- [WHAT YOU WILL DO] The reply to the records below should contain exactly the lines from the line with "Lauszus: Also this" through the line with "Increasing the buffer", and nothing besides.

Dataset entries
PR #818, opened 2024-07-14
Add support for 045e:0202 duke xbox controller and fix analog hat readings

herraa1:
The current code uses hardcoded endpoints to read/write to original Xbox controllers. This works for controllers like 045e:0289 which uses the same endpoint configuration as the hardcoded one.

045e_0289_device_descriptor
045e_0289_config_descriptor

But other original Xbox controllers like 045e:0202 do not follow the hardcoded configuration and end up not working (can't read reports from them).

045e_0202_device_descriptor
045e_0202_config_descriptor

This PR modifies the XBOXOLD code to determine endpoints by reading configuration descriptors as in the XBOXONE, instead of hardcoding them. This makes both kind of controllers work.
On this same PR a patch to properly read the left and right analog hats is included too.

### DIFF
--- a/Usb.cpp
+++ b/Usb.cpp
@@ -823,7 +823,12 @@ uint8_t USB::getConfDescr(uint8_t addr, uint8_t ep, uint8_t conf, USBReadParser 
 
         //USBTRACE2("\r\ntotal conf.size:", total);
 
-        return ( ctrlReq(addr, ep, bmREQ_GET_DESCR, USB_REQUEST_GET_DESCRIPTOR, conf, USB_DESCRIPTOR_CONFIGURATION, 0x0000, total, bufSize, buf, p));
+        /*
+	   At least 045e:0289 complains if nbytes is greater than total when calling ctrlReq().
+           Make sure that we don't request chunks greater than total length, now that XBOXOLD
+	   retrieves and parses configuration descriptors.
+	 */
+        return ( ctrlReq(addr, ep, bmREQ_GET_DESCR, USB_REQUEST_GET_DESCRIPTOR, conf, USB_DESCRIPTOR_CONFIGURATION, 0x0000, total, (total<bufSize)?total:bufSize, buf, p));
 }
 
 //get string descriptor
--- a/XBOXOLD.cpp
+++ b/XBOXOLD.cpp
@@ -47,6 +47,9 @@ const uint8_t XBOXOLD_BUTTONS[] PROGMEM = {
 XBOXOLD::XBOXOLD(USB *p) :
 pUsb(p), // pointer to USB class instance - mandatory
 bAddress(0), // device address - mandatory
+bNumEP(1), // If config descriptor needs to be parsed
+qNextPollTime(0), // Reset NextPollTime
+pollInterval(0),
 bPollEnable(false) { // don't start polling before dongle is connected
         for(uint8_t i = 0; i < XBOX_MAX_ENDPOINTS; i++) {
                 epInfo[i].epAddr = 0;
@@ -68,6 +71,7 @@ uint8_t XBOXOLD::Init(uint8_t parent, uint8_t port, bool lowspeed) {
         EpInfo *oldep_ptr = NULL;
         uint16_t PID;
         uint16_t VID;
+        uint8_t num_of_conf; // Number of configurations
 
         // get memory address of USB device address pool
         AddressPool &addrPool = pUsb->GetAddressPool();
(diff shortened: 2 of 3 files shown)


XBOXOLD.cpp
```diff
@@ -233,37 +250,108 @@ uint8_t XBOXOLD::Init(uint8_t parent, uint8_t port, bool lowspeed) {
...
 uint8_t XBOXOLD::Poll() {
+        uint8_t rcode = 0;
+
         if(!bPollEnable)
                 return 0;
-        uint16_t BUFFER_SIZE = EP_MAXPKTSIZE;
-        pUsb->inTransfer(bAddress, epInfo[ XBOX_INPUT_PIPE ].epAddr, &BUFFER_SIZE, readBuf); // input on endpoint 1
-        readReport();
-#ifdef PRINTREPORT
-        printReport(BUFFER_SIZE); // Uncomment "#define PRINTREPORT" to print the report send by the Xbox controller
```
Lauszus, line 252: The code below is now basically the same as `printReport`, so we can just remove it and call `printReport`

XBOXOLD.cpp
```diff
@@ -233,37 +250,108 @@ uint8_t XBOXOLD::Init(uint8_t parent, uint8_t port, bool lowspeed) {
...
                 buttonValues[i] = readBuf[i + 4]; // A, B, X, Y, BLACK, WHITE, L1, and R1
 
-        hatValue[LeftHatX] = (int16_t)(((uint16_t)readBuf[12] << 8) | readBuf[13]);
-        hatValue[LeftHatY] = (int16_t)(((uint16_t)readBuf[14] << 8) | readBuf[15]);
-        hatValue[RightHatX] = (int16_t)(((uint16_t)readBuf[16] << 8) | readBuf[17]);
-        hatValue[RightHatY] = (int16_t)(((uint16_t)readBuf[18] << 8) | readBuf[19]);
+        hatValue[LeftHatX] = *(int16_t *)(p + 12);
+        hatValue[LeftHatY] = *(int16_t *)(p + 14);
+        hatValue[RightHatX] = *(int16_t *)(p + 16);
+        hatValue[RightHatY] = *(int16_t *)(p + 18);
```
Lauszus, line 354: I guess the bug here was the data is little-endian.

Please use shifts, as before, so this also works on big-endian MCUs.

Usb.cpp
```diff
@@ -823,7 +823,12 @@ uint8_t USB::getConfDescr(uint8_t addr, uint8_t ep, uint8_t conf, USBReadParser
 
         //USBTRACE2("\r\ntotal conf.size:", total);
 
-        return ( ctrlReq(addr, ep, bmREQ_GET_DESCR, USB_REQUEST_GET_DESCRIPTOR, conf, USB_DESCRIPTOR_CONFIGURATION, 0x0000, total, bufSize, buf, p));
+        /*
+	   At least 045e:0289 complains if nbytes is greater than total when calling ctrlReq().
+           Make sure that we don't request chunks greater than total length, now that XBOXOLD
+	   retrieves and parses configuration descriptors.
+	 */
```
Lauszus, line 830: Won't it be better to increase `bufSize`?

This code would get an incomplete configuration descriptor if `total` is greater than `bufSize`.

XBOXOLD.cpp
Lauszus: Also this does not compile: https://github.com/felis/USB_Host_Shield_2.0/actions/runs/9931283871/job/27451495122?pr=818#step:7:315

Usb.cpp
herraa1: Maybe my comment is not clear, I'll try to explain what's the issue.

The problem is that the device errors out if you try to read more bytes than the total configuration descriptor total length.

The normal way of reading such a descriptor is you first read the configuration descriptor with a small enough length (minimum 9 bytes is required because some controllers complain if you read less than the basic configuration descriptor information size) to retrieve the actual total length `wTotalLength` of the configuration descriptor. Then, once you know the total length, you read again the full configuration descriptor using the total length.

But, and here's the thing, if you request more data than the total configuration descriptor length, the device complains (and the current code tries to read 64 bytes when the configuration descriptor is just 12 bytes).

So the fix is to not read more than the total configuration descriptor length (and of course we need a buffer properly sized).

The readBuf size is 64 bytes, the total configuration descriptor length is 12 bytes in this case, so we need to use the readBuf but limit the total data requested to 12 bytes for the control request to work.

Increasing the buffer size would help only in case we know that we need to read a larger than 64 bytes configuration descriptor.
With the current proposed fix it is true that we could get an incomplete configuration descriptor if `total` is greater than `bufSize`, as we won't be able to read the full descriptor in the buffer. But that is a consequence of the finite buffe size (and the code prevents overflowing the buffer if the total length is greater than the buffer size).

- [OUTPUT OF THE EXERCISE]
Lauszus: Also this does not compile: https://github.com/felis/USB_Host_Shield_2.0/actions/runs/9931283871/job/27451495122?pr=818#step:7:315

Usb.cpp
herraa1: Maybe my comment is not clear, I'll try to explain what's the issue.

The problem is that the device errors out if you try to read more bytes than the total configuration descriptor total length.

The normal way of reading such a descriptor is you first read the configuration descriptor with a small enough length (minimum 9 bytes is required because some controllers complain if you read less than the basic configuration descriptor information size) to retrieve the actual total length `wTotalLength` of the configuration descriptor. Then, once you know the total length, you read again the full configuration descriptor using the total length.

But, and here's the thing, if you request more data than the total configuration descriptor length, the device complains (and the current code tries to read 64 bytes when the configuration descriptor is just 12 bytes).

So the fix is to not read more than the total configuration descriptor length (and of course we need a buffer properly sized).

The readBuf size is 64 bytes, the total configuration descriptor length is 12 bytes in this case, so we need to use the readBuf but limit the total data requested to 12 bytes for the control request to work.

Increasing the buffer size would help only in case we know that we need to read a larger than 64 bytes configuration descriptor.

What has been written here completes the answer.